#### Data supplied

PR #268, opened 2026-07-02
feat(sdk): regenerate client with branch recovery operations

aluuu:
## PR Checklist

- [X] Addresses an existing open issue: pending release of branch recovery API

## Overview

Regenerate @neon/sdk from the latest published Neon OpenAPI spec, adding recoverProjectBranch, include_deleted on listProjectBranches, hard_delete on deleteProjectBranch, and Branch.recovery. Update the ergonomic-layer drift guard snapshot with the 19 new raw operations.

Co-authored-by: Isaac


ivanoglo (changes requested):
Did /review from Isaac - 0 findings. Checked that pnpm spec:pull and I got 9 ilnes difference from this Pr's neon-openapi.json.
1. SnapshotUpdateRequest gained an expires_at field.
2. /users/me/organizations description has expanded to "When called with an organization- or project-scoped API key (which is not\ntied to a user), this returns the single organization that owns the key".
After corepack pnpm generate - files sdk.gen.ts and types.gen.ts are changed with corresponding lines.

I guess these are minor and not blocking, since the field `expires_at?: string | null;` is optional. But these changes are better to have, because once sdk is released - people will start to use it and they won't have that expires_at parameter, which they might have needed.

vitest run src/neon/coverage.test.ts passes.

It's a safe PR, because we just add more functionality to sdk and don't have to think about backward compatibility.

andrelandgraf:
Should already be in latest (and sorry I didn't see this PR in time!)

PR #269, opened 2026-07-02
feat(cli): add ability to list deleted branches and recover deleted branch

aluuu:
## why?

The Neon public API now supports **branch recovery**: a deleted branch can be recovered within a 7-day window instead of being lost. This change adds `neonctl` support for that feature so users can recover a deleted branch, list deleted branches, see the recovery deadline and permanently delete a branch.

## what?

- `neonctl branches recover <id|name>` — new subcommand
- `branches list --include-deleted` — includes recoverable deleted branches; sends `include_deleted=false` explicitly when the flag is absent.
- Deleted-branch rendering — in `list` table output a deleted branch shows `Current State = deleted` plus a `Recoverable Until` column (`recoverable_until`).
- `branches delete --hard-delete` — permanently deletes immediately, skipping the 7-day recovery window (`hard_delete=true`).


packages/cli/src/commands/branches.test.ts
```diff
@@ -275,6 +293,49 @@ describe("branches", () => {
 		]);
 	});
 
+	test("delete by id with hard-delete", async ({ testCliCommand }) => {
```
ivanoglo, line 296: Why are we only testing delete by id and recover by id and name? We can delete by name too, we should test that too.

ivanoglo (approved):
I have one minor comment. I tried to test it locally, but seems like it does not work. Maybe because this feature is not enabled. How can I test this functionality (I don't have access to posthog)?

andrelandgraf (approved):

PR #283, opened 2026-07-08
feat(cli): add `neon inspect db` diagnostic commands

sav-maya:
## Description

Adds a `neon inspect db <subcommand>` command group to the CLI. A set of
read-only Postgres diagnostics for quickly checking a branch's database health.

### What's added

Fourteen diagnostic subcommands, each running one read-only query against
Postgres' built-in statistics/catalog views:

| Subcommand | What it reports | Source views | Needs extension |
| --- | --- | --- | --- |
| `table-sizes` | Size of each table (incl. TOAST), largest first | `pg_table_size` | — |
| `index-sizes` | Size of each index, largest first | `pg_relation_size` | — |
| `unused-indexes` | Non-unique, non-PK indexes with few scans | `pg_stat_user_indexes` | — |
| `seq-scans` | Sequential-scan count per table | `pg_stat_user_tables` | — |
| `long-running-queries` | Queries running longer than 5 minutes | `pg_stat_activity` | — |
| `locks` | Locks held, with the acquiring query and its age | `pg_locks` + `pg_stat_activity` | — |
| `vacuum-stats` | Last (auto)vacuum, dead tuples, autovacuum expectation | `pg_stat_user_tables` + `pg_class` | — |
| `bloat` | Statistical table-bloat estimate (ratio + wasted bytes) | `pg_stats` + `pg_class` | — |
| `replication-slots` | Slot kind, status, client, restart/confirmed-flush LSNs, lag | `pg_replication_slots` + `pg_stat_replication` | — |
| `subscriptions` | Per-table logical replication progress on a subscriber | `pg_subscription_rel` | — |
| `outliers` | Queries by cumulative execution time | `pg_stat_statements` | `pg_stat_statements` |
| `calls` | Most frequently called queries | `pg_stat_statements` | `pg_stat_statements` |
| `lfc-hit-rate` | Local File Cache hit rate (the effective cache on Neon) | `neon_get_lfc_stats()` | `neon` |
| `working-set` | Estimated working set vs LFC size across 1m/5m/15m/1h windows | `approximate_working_set_size_seconds()` | `neon` |

### How it works

- **Command wiring** (`commands/inspect.ts`): follows the existing nested-command
  pattern (`inspect` → `db` → one subcommand per query), registered in
  `commands/index.ts`. Results are printed through the existing
  `writer(props).end(rows, { fields })` helper, so `--output table|json|yaml`
  works unchanged, with a friendly empty-set message where a blank table would
  otherwise print.
- **Query definitions** (`utils/inspect_queries.ts`): each subcommand's SQL,
  output columns (display order), empty-set message, and optional
  `requiresExtension` live in one keyed table.
- **DB access + connection resolution** (`utils/inspect_db.ts`): a self-contained
  `resolveConnectionUri(props)` (endpoint → role → password → database → URL,
  honoring `--project-id`, `--branch`, `--role-name`, `--database-name`,
  point-in-time, pooling, and SSL mode) that mirrors how `connection-string`
  resolves a branch — so `inspect db` connects the same way, honoring the linked
  `.neon` context (`neon link` / `set-context`) via the CLI's global context
  middleware, without touching any existing file. The same module then runs the
  query over the CLI's **embedded Postgres wire client** (`PgConnection` +
  `parseConnectionUri`) — no new `pg` dependency — and maps each result row to an
  object keyed by column name for the writer. Connection failures surface a
  Postgres-specific error instead of being mislabeled as a Neon API network
  error. For gated queries it first checks `pg_extension` and fails with an
  actionable `CREATE EXTENSION …` hint if the extension is missing.
- **`--db-url`**: inspect any Postgres directly via a connection string,
  bypassing the Neon API entirely (project/branch resolution is skipped).

### Connecting

There are three ways to point `inspect db` at a database — it resolves
connections the same way the rest of the CLI does.

**1. Any Postgres via `--db-url`** — the inspection queries are Postgres-agnostic,
so you can run them against any database (not just Neon) by passing a connection
string. This bypasses the Neon API entirely:

```bash
neon inspect db bloat --db-url postgresql://postgres:postgres@localhost:5432/postgres
```

**2. A linked Neon project (`neon link` / set-context)** — once the project is
linked (or a context is set), the CLI connects automatically whenever you're in
the project folder, and you no longer need `--db-url`:

```bash
neon link                 # or: neon set-context --project-id <project-id>
neon inspect db bloat
```

**3. Explicit flags** — override resolution per-invocation:

```bash
neon inspect db bloat \
  --project-id <project-id> --branch <branch> \
  --role-name <role> --database-name <db>
```

Output format is controlled by the shared `--output table|json|yaml` flag, e.g.
`neon inspect db bloat --output json`.

### Notes on specific commands

- `outliers` / `calls` require the `pg_stat_statements` extension, and
  `lfc-hit-rate` / `working-set` require the `neon` extension; all four are
  guarded at runtime (an actionable `CREATE EXTENSION …` hint if missing).
  Everything else needs no extension.
- `lfc-hit-rate` / `working-set` are Neon-specific. `lfc-hit-rate` reads the
  hit/miss counters from `neon_get_lfc_stats()` rather than the
  `neon_stat_file_cache` / `neon_lfc_stats` views, because those views are owned
  by `cloud_admin` and are not always readable by end-user roles, whereas the
  function is `EXECUTE`-able by the default role. `working-set` compares
  `approximate_working_set_size_seconds()` at 1m/5m/15m/1h against
  `neon.file_cache_size_limit`; `exceeds_lfc = yes` is the signal to size compute up.
- `bloat` is a statistical estimate (from `pg_stats`), not an exact measurement.
- `replication-slots` lag is recovery-aware (`pg_last_wal_receive_lsn()` on a
  standby, `pg_current_wal_lsn()` otherwise) and falls back to `restart_lsn` when
  a slot has no `confirmed_flush_lsn` (physical slots). The `status` column is a
  single derived value: the `pg_stat_replication` WAL-sender state
  (`streaming`/`catchup`/…) when a live walsender is attached, else
  `active (no walsender)` for non-walsender consumers (logical decoding / Neon's
  internal slot), else `inactive`. The `slot_kind` column classifies each slot:
  `physical` (streaming replicas / Neon's internal slot), `initial-sync
  (tablesync)` for the temporary per-table slots Postgres creates during a
  subscription's first copy (named `pg_<subid>_sync_<relid>`), and `CDC (apply)`
  for the subscription's steady-state logical slot.
- `subscriptions` is subscriber-side: it only returns rows on a database that is
  itself a logical-replication **subscriber** (has `CREATE SUBSCRIPTION` set up).
  On a non-subscriber database it correctly prints "No subscriptions found." Full
  output (per-table `initialize`/`copying`/`ready` states) still needs to be
  verified on an actual subscriber — e.g. a Neon branch subscribed to an upstream
  publisher during a logical-replication migration.

### Scope

- **Purely additive.** The branch only adds new files under `packages/cli/src/`
  (`commands/inspect.ts`, `commands/inspect.test.ts`, `utils/inspect_queries.ts`,
  `utils/inspect_db.ts`). The single unavoidable edit to
  an existing file is the 2-line command registration in `commands/index.ts` —
  no other existing file is modified (`connection-string`, the test harness, etc.
  are untouched).
- No structural or dependency changes: no `package.json`, workspace, `biome.json`,
  or `tsconfig` changes; no new runtime deps.

### Testing

- `pnpm --filter neonctl build` and `pnpm --filter neonctl lint` pass.
- `commands/inspect.test.ts` added (hermetic `--db-url` cases for all subcommands).
- All subcommands verified against a live linked branch (and against a plain
  Postgres via `--db-url`), in table and JSON output; the `pg_stat_statements`
  guard verified both with and without the extension installed;
  `replication-slots` verified against real logical + physical slots.

### DIFF
--- a/packages/cli/src/commands/inspect.ts
+++ b/packages/cli/src/commands/inspect.ts
@@ -1,0 +1,102 @@
+import type yargs from "yargs";
+import type { BranchScopeProps, CommonProps } from "../types.js";
+import { fillSingleProject } from "../utils/enrichers.js";
+import { resolveConnectionUri, runInspectQuery } from "../utils/inspect_db.js";
+import {
+	INSPECT_QUERIES,
+	type InspectQuery,
+	type InspectSubcommand,
+} from "../utils/inspect_queries.js";
+import { writer } from "../writer.js";
+
+export const command = "inspect";
+export const describe = "Inspect a database's health and configuration";
+export const aliases = ["inspection"];
+
+type InspectProps = BranchScopeProps & {
+	branch?: string;
+	roleName?: string;
+	databaseName?: string;
+	dbUrl?: string;
+};
+
+/**
+ * `fillSingleProject` hits the API to auto-resolve a project. When the user
+ * passes `--db-url` we bypass the Neon API entirely, so skip it.
+ */
+const fillSingleProjectUnlessDbUrl = async (
+	props: CommonProps & { projectId?: string; orgId?: string; dbUrl?: string },
+) => {
+	if (props.dbUrl) {
+		return props;
+	}
+	return fillSingleProject(props);
+};
+
+const runSubcommand = async (name: InspectSubcommand, props: InspectProps) => {
+	const query: InspectQuery = INSPECT_QUERIES[name];
+
+	const connectionUri =
+		props.dbUrl ?? (await resolveConnectionUri(props)).connectionUri;
+
+	const rows = await runInspectQuery(connectionUri, query.sql, {
+		requiresExtension: query.requiresExtension,
+	});
+	writer(props).end(rows, {
+		fields: query.fields as readonly (keyof (typeof rows)[number])[],
+		emptyMessage: query.emptyMessage,
+	});
+};
+
+const dbBuilder = (argv: yargs.Argv) => {
+	let builder = argv
+		.usage("$0 inspect db <sub-command> [options]")
+		.options({
+			"project-id": {
+				describe: "Project ID",
+				type: "string",
+			},
+			branch: {
+				describe: "Branch ID or name",
+				type: "string",
+			},
+			"database-name": {
+				describe: "Database name",
+				type: "string",
+			},
+			"role-name": {
+				describe: "Role name",
+				type: "string",
+			},
+			"db-url": {
+				describe:
+					"Inspect any Postgres via a connection string, bypassing the Neon API (project/branch resolution is skipped)",
+				type: "string",
+			},
+		})
+		.middleware(fillSingleProjectUnlessDbUrl as any);
+
+	for (const name of Object.keys(INSPECT_QUERIES) as InspectSubcommand[]) {
+		builder = builder.command(
+			name,
+			INSPECT_QUERIES[name].describe,
+			(yargs) => yargs,
+			(args) => runSubcommand(name, args as unknown as InspectProps),
+		);
+	}
+
+	return builder;
+};
+
+export const builder = (argv: yargs.Argv) =>
+	argv
+		.usage("$0 inspect <sub-command> [options]")
+		.command(
+			"db",
+			"Run a diagnostic query against a branch's Postgres",
+			dbBuilder,
+		);
+
+export const handler = (args: yargs.Argv) => {
+	return args;
+};
--- a/packages/cli/src/commands/__snapshots__/inspect.test.ts.snap
+++ b/packages/cli/src/commands/__snapshots__/inspect.test.ts.snap
@@ -1,0 +1,21 @@
+// Vitest Snapshot v1, https://vitest.dev/guide/snapshot.html
+
+exports[`inspect db > bloat --db-url bypasses the API and reports a Postgres connection error 1`] = `""`;
+
+exports[`inspect db > cache-hit --db-url bypasses the API and reports a Postgres connection error 1`] = `""`;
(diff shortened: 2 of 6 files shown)


andrelandgraf (approved):

packages/cli/src/commands/inspect.ts
```diff
@@ -0,0 +1,102 @@
...
+			},
+			"database-name": {
+				describe: "Database name",
+				type: "string",
+			},
+			"role-name": {
+				describe: "Role name",
+				type: "string",
+			},
+			"db-url": {
```
vadim2404, line 71: I'm not sure that we need to inspect any arbitrary Postgres. Let's focus only on things we control

sav-maya: I can pull `--db-url` if we want to keep this Neon-only, but I'd lean toward keeping it.

I think we should be building great Postgres tooling, not just Neon tooling. If we make inspect genuinely useful against any Postgres, it becomes something people reach for regardless of where their database lives, and that's how they end up trusting us with the database too. Migrations are the obvious wedge: someone inspects their current Postgres, likes the tool, and Neon is right there when they're ready to move.

If scope is the worry, we make it a secondary flag and keep the linked project flow as the main path.

Fine to cut it if you feel strongly, but I think meeting people where their Postgres already is only helps us.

########

- [To do]: Go through the entries above and tally each line that has the word "instead"; reply with the tally and nothing else.

- [Response below]: 2